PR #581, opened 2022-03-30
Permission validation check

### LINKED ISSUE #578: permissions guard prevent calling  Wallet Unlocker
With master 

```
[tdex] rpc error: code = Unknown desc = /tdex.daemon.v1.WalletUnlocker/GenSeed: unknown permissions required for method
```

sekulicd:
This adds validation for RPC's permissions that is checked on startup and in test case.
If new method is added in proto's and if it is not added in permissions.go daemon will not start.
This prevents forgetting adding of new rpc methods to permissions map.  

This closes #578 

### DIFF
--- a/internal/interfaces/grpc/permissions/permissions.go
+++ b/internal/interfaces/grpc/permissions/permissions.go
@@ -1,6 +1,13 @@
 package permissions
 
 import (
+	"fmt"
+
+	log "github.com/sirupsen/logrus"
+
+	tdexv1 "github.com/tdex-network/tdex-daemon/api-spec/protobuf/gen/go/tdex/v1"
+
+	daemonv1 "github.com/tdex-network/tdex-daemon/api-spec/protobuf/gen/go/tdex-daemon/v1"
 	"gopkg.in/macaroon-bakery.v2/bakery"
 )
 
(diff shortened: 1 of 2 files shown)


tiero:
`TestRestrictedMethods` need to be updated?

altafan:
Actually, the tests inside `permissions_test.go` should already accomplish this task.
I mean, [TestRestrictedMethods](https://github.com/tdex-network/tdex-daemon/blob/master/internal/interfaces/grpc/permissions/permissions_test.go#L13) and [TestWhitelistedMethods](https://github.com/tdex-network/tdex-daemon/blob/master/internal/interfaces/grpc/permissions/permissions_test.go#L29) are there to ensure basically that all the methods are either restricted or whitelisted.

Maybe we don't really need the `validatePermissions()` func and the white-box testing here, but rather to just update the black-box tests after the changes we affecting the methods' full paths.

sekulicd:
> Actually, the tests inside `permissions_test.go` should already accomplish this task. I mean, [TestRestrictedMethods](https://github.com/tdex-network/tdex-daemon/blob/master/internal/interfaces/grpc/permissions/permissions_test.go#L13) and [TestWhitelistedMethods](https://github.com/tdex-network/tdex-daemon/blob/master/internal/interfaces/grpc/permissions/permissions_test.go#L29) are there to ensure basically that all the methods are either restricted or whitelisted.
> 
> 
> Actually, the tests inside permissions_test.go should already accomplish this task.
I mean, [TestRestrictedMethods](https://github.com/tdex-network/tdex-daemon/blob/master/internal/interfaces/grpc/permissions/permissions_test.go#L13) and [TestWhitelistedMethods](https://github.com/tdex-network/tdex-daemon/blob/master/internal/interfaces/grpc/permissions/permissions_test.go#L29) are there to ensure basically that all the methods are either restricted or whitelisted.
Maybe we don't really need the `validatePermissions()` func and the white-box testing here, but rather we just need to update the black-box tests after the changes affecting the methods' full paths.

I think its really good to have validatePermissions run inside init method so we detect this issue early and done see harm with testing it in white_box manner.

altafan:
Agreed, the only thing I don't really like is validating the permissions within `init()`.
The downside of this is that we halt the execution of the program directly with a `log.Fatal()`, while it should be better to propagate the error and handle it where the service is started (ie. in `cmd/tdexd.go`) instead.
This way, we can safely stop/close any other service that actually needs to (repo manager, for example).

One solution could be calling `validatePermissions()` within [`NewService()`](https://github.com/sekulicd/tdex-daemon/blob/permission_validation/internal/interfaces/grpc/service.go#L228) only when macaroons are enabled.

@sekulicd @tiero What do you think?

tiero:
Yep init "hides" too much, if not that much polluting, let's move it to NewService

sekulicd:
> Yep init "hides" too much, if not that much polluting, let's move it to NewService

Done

==

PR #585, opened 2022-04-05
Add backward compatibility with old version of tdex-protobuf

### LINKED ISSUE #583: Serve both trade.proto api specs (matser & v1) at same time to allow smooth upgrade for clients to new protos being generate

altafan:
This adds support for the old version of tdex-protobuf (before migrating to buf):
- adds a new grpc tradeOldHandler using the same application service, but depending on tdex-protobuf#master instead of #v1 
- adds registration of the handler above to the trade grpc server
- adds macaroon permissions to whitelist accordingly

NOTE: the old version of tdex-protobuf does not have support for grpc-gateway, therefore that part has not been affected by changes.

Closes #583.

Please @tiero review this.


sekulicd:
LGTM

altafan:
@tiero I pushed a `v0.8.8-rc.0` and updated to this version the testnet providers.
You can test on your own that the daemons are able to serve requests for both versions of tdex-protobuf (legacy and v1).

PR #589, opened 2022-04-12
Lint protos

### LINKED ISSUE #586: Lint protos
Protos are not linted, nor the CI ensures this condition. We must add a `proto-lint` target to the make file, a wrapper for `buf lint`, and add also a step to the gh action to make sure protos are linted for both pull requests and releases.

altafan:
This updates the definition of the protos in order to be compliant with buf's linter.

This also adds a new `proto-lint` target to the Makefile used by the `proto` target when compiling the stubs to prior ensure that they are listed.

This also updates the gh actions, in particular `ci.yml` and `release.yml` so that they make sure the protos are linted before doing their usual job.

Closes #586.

TASK GOAL
Count the lines in the records that include the word "have". Report the total alone.

RESPONSE BELOW
2